Brandi Reddick

​Our CEO Ilaina Edison puts the spotlight on “rulebreakers” in her monthly HuffPost column. Last month, she spoke with craft beer brewer Teri Fahrendorf about making her own space—and space for other women—in a male-dominated industry.

This month, Ilaina interviewed curator and arts manager Brandi Reddick, responsible for bringing thought-provoking, progressive art to public places all over Miami. As Curator and Artists Manager of Miami-Dade County Art in Public Places and later Cultural Affairs Manager for the City of Miami Beach, Brandi curated work such as performance artist Kembra Pfahler’s Auto Body, an exhibition by a group of “future feminists” that involved completely nude women painted in neon hues riding in Dodge muscle cars.
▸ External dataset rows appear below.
PR #5038, opened 2024-01-26
HIVE-27778: Alter table command gives error after computer stats is r…

dengzhhu653:
…un with Impala

Loose the stats validation when alter the acid table, as it suggests from:
https://github.com/apache/hive/blob/master/standalone-metastore/metastore-server/src/main/java/org/apache/hadoop/hive/metastore/ObjectStore.java#L5115

Impala cannot alter the table even created by himself.

No

No

*Test1*
**hive**: 
drop table if exists test;
CREATE TABLE `test`(
   `trade_id` string,
   `version` int)
   partitioned by (part int)
 STORED AS ORC
 TBLPROPERTIES (
   'transactional'='true');   
insert into table test partition(part) values('aa', 1, 1), ('bb', 1, 1), ('cc', 2, 1), ('cc', 2, 2), ('dd', 3, 2), ('ee', 4, 1);
analyze table test COMPUTE STATISTICS FOR COLUMNS;
desc formatted test partition(part=1) version; --make sure hive partitions have col stats
**impala**:
compute stats test;
alter table test rename to test2;  
**hive**:
alter table test2 rename to test_y;

*Test2*
**impala**:
CREATE TABLE `test`(
   `trade_id` string,
   `version` int)
 STORED AS PARQUET
 TBLPROPERTIES (
   'transactional'='true',
   'transactional_properties'='insert_only');
**hive**:
insert into table test values('a', 1),('b',1),('c',2),('d',2),('c',3);
analyze table test COMPUTE STATISTICS FOR COLUMNS;
**impala**:
compute stats test;
alter table test rename to test_x;
**hive**:
alter table test_x rename to test;

### DIFF
--- a/standalone-metastore/metastore-server/src/main/java/org/apache/hadoop/hive/metastore/ObjectStore.java
+++ b/standalone-metastore/metastore-server/src/main/java/org/apache/hadoop/hive/metastore/ObjectStore.java
@@ -5094,26 +5094,22 @@ public class ObjectStore implements RawStore, Configurable {
     if (validWriteIds != null && writeId > 0) {
       return null; // We have txn context.
     }
-    String oldVal = oldP == null ? null : oldP.get(StatsSetupConst.COLUMN_STATS_ACCURATE);
-    String newVal = newP == null ? null : newP.get(StatsSetupConst.COLUMN_STATS_ACCURATE);
-    // We don't need txn context is that stats state is not being changed.
-    if (StringUtils.isEmpty(oldVal) && StringUtils.isEmpty(newVal)) {
+
+    if (!StatsSetupConst.areBasicStatsUptoDate(newP)) {
+      // The validWriteIds can be absent, for example, in case of Impala alter.
+      // If the new value is invalid, then we don't care, let the alter operation go ahead.
       return null;
     }
+
+    String oldVal = oldP == null ? null : oldP.get(StatsSetupConst.COLUMN_STATS_ACCURATE);
+    String newVal = newP == null ? null : newP.get(StatsSetupConst.COLUMN_STATS_ACCURATE);
     if (StringUtils.equalsIgnoreCase(oldVal, newVal)) {
       if (!isColStatsChange) {
         return null; // No change in col stats or parameters => assume no change.
       }
-      // Col stats change while json stays "valid" implies stats change. If the new value is invalid,
-      // then we don't care. This is super ugly and idiotic.
-      // It will all become better when we get rid of JSON and store a flag and write ID per stats.
-      if (!StatsSetupConst.areBasicStatsUptoDate(newP)) {
-        return null;
-      }
     }
+
     // Some change to the stats state is being made; it can only be made with a write ID.
-    // Note - we could do this:  if (writeId > 0 && (validWriteIds != null || !StatsSetupConst.areBasicStatsUptoDate(newP))) { return null;
-    //       However the only way ID list can be absent is if WriteEntity wasn't generated for the alter, which is a separate bug.
     return "Cannot change stats state for a transactional table " + fullTableName + " without " +
             "providing the transactional write state for verification (new write ID " +
             writeId + ", valid write IDs " + validWriteIds + "; current state " + oldVal + "; new" +


dengzhhu653:
@deniskuzZ @kasakrisz could you please take a look if have cycles?

standalone-metastore/metastore-server/src/main/java/org/apache/hadoop/hive/metastore/ObjectStore.java
```diff
@@ -5094,26 +5094,22 @@ public static String verifyStatsChangeCtx(String fullTableName, Map<String, Stri
     if (validWriteIds != null && writeId > 0) {
       return null; // We have txn context.
     }
-    String oldVal = oldP == null ? null : oldP.get(StatsSetupConst.COLUMN_STATS_ACCURATE);
-    String newVal = newP == null ? null : newP.get(StatsSetupConst.COLUMN_STATS_ACCURATE);
-    // We don't need txn context is that stats state is not being changed.
-    if (StringUtils.isEmpty(oldVal) && StringUtils.isEmpty(newVal)) {
+
+    if (!StatsSetupConst.areBasicStatsUptoDate(newP)) {
+      // The validWriteIds can be absent, for example, in case of Impala alter.
```
zhangbutao, line 5099: Since some components(such as Impala&Trino) may don't care the field `validWriteIds` , can we set the fileld a default value to fix this issue? Like `engine `field i have done:
https://github.com/apache/hive/blob/0f8190fefa56513a042566ef87b852e8343610aa/standalone-metastore/metastore-common/src/main/thrift/hive_metastore.thrift#L903-L904

It seems that we have introduced some extra filelds in stats related class since Hive4, but the stats related class are often used by other components(Impala&Trino, etc), so some incompatible issues are reported by the other components(Impala&Trino, etc). In one word, if we can set a default value for these new added field, maybe we can fix  similar issues at its root?

deniskuzZ: won't it cause an issue if we set engine = "hive" for Impala? Despite Impala stats is stored in HMS, it can't be used by Hive.

zhangbutao: Impala could retset the engine fileld value if it doesn't want to use hive stats.

dengzhhu653: As my understanding, there is no easy way to  set `validWriteIds` to a default value, and if the client is HiveServer2, we should always get a non-null `validWriteIds` on the HMS side.
The main idea of the change is that as long as the stats is marked as invalid(stale) on the new target table, we should just let the alter operation go regardless of whether the `validWriteIds` is null or not, as it won't pollute the Hive stats.

deniskuzZ: can we use for that purpose: `TableStatsRequest.isSetValidWriteIdList()`

deniskuzZ: @dengzhhu653 why do we need to lose validation? Would it work if we drop Impala stats on rename?

dengzhhu653: @deniskuzZ, sorry for the late reply!
The `validWriteIds` from impala engine is null, when the impala alters the acid table(like the Test2 in the description), it would be failed as the message shows:
>
ERROR : Failed
org.apache.hadoop.hive.ql.metadata.HiveException: Unable to alter table. Cannot change stats state for a transactional table default.parqtest without providing the transactional write state for verification (new write ID 6, valid write IDs null; current state null; new state {} 

If `StatsSetupConst.areBasicStatsUptoDate(newP)` is false for the new target table, then the alter operation should go as it has marked the stats as stale in the target table, it won't pollute the stats, nor cause trouble for Hive query optimization.

deniskuzZ (approved):
LGTM +1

The envelope-pushing performance, exhibited at Miami’s Art Basel in 2014, “came about amid a feeling that everything at Art Basel felt very commercial and very male,” Brandi explains.

“In public art, a lot of men are still driving things. I have often walked into a setting in which I’m the only woman in a room of 20 people,” she continues. “And because public art in Miami is so closely tied to real estate, I often work with architects, general contractors, and representatives from construction teams—rooms full of men… It remains a man’s world.”